First, the Muslim Brotherhood immediately condemned the terror attacks, which shouldn't surprise anyone but probably will. The condemnation was issued by the MB's Supreme Guide Mohamed Mehdi Akef, and extended to a reiteration of its blanket rejection of the use of such violence, which - in his words - will not lead to positive reform and only serves the interests of the enemies of Islam. Yusuf al-Qaradawi offered a similar denunciation, as did the Moroccan Tawhid wa Islah Party. In the context of the debates about the MB which have been rekindled around the Leiken and Brooke Foreign Affairs article, I guess this "dog bites man" condemnation is worth noting though.
Second, in terms of al-Qaeda itself it's worth noting the extent to which attacks like this mark a return to the insurgencies of the 1990s rather than a notably new development. The innovation of al-Qaeda Central, as has been widely noted, was to shift the attention of the jihad away from the 'near enemy' (local apostate regimes) to the 'far enemy' (the United States). One of the notable trends we're seeing in al-Qaeda 2.0, or al-Qaeda TNG, or whatever you prefer to call it, has been local cells hitting local targets under the banner of al-Qaeda... i.e. a return to hitting the 'near enemy'. The brand name is new, and gives a veneer of globalism to the attacks, but the terrorism itself looks more like the (failed) insurgencies of the 1990s: attacks on local regime targets which kill a lot of local citizens along the way, carried out by local cels which may or may not include returnees from Iraq or people directly linked to AQ Central. This isn't to discount the very real changes in the organization of the transnational jihad, or the importance of the jihadist rhetoric and images and identities forged over the last few years, or the opportunity to regularly attack the 'far enemy' provided by the presence of American troops in Iraq. But operationally, it is striking the extent to which these kind of terror attacks resemble the earlier period of jihadist terrorism in the 1990s rather than some kind of qualitative leap forward. I'll write more about that later.
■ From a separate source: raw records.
PR #3387, opened 2021-01-12
Fix 'make install'

ialidzhikov:
```
$ make install
> Install
# github.com/gardener/gardener/pkg/operation/botanist
pkg/operation/botanist/waiter.go:108:7: undefined: errors
```

**Release note**:

```other operator
NONE
```

### DIFF
--- a/pkg/operation/botanist/waiter.go
+++ b/pkg/operation/botanist/waiter.go
@@ -16,6 +16,7 @@ package botanist
 
 import (
 	"context"
+	"errors"
 	"fmt"
 	"net"
 	"time"


rfranzke (approved):
/lgtm

Interesting, the first time since long that we run into such issue due to a non-up2date PR.
Any proposal how to prevent this from happening again in the future (other than requiring PRs to be up2date which is somewhat cumbersome)? Would it have helped if we re-run all CI/CD checks for already approved PRs if other PRs were merged in the meantime?

ialidzhikov:
In k/k, the PRs are retested after being lgtm-ed and approved-ed also right before merge. Probably one of the reason they do this double retesting is to catch this case with not up2date PRs. For now I wouldn't consider this issue as major one as we observe it rarely (I can recall only one other case 🤔 ) and we have the master-head-update jobs and some monitoring on them. I guess even the last committer/author should receive an email for a failed master-head-update job, right?

PR #5089, opened 2015-10-26
fix rating half star issue

narunlifescience:
when rating a song with half stars (0.5, 1.5, 2.5 etc), becomes slightly overlapped by the next. I found this issue related to kStarSize / 2. changing  kStarSize value to an even number will completely solve this issue... 

before
snapshot32

after
snapshot33


ArnaudBienner:
Following up conversation in #5137 and comment by @TheUbuntuGuy I feel like the star icons where nicer previously.
I guess you needed to change the PNGs to give them a even size, but can't you just resize them without modifying them?

narunlifescience:
@ArnaudBienner I made a pull request with old PNGs re-sized

Issue #3355, opened 2013-12-12
Tag fetcher applies incorrect tags for songs without any results


Clementine-Issue-Importer:
_From [dhuli...@gmail.com](https://code.google.com/u/117638345113817948213/) on December 12, 2012 23:39:10_

What steps will reproduce the problem? 1. Select two tracks, one with MusicBrainz metadata, one without. Right Click > `Edit Track Information`.
2. Click `Complete Tags Automatically`
3. Click `Ok` What is the expected output? What do you see instead? Instead of leaving the tags of unfound track unchanged, Clementine's Tag Fetch with apply all the tags found from last found track to the unfound track. 

Example: The first track's artist tag was correctly fetched as `Michael Jackson`. No results were found for the second track. The notification, `Clementine was unable to find results for this file`, is displayed. If I click `Ok`, The second track's artist will now be changed to `Michael Jackson`. What version of the product are you using? On what operating system? Clementine 1.1.1, Windows 7 Ultimate 64-bit Please provide any additional information below.

_Original issue: http://code.google.com/p/clementine-player/issues/detail?id=3354_

PR #5094, opened 2015-10-30
Fix 3355: Tag fetcher now ignores songs without any results

terrorfisch:
This commit fixes issue #3355

Before this fix the fetched data of the first title was applied to all selected titles. If the other titles hat correctly fetched tags, this information was overridden by the correct data later on. So the error only occured in case of failure during fetching.

I'm however not sure if the UI-update check is efficient.


src/ui/edittagdialog.cpp
```diff
@@ -842,26 +842,32 @@ void EditTagDialog::FetchTagSongChosen(const Song& original_song,
...
-      ui_->track->setValue(new_metadata.track());
-      ui_->year->setValue(new_metadata.year());
-    } else {
-      data->current_.set_title(new_metadata.title());
-      data->current_.set_artist(new_metadata.artist());
-      data->current_.set_album(new_metadata.album());
-      data->current_.set_track(new_metadata.track());
-      data->current_.set_year(new_metadata.year());
+  int id;
+  for (id = 0; id < data_.count(); ++id)
```
hatstand: I think you can do something like:
```c++
auto it = std::find_if(data_.constBegin(), data_.constEnd(), [filename](const Data& d) {
  return d.original_.url().toLocalFile() == filename;
}
if (it != data_.constEnd()) {
  const Data* data = &*it;
...
```

src/ui/edittagdialog.cpp
```diff
@@ -842,26 +842,32 @@ void EditTagDialog::FetchTagSongChosen(const Song& original_song,
...
+    if (data_[id].original_.url().toLocalFile() == filename)
+      break;
+  
+  if( id == data_.count() ) {
+    qLog(Warning) << "Could not find song to filename: " << filename;
+    return;
+  }
+  
+  Data& data = data_[id];
```
hatstand: Please run `make format` and follow the [style guide](https://google-styleguide.googlecode.com/svn/trunk/cppguide.html)
i.e. `{}` for all `for` and `if` statements, no use of non-const references

PR #5098, opened 2015-11-02
Update about.cpp

DevynCJohnson:
If it is okay with you, I would like to be listed since I added some equalizers.


trougnouf:
Your contribution is rather insignificant. The guy above you (@TheUbuntuGuy ) has 81 commits (3,049 ++  1,812 --), @Chocobozzz  doesn't even seem to be in the list for some reason even though he is responsible for the Qt5 port, I think this commit is incomplete so long as it doesn't include all 100 people on https://github.com/clementine-player/Clementine/graphs/contributors .

PR #5107, opened 2015-11-08
Mouse wheel track slider Seeking

### LINKED ISSUE #4568: Seeking with mouse wheel broken
When I try to seek a track using the mouse wheel while pointer is on the track slider / moodbar the song is always rewinded by a few ms. If I do that to often in a row (~ 5-10 times) the track starts from the beginning.

I saw
  Amarok::Slider::wheelEvent(QWheelEvent* e)
in
  widgets/sliderwidget.cpp
It says vertical scroll events "Will be handled by the parent widget" but where exactly is that?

update: George Joffe, a very experienced observer of North African Islamism, makes a similar point about the locality of this terrorism over at Comment is Free:
But the campaign is local, as it always was, against the Algerian security services and the Algerian state, which it seeks to replace with an Islamic caliphate. Even though it now claims the mantle of al-Qaida - something which Ayman al-Zawahiri, al-Qaida's number two, confirmed after the group's second attempt to gain such an endorsement last September (the first was made in 2001) - its real agenda has not changed....And where does al-Qaida fit into the picture? The suggestion that it acts as a transnational organisation directing violence in Algeria according to a centrally-conceived plan is simply untrue. Events there do not fit into the alleged global threat to western states accused of interfering in the Muslim world. They still address the group's proclaimed national agenda of removing un-Islamic, tyrannical and corrupt government.
I suspect that debate will be raging for some time as to whether to treat these attacks as the continuation of a long-standing insurgency under a new al-Qaeda brand name or as the realization of an al-Qaeda strategy of "seeding" jihadist insurgencies around the Islamic world. That's an important debate to have.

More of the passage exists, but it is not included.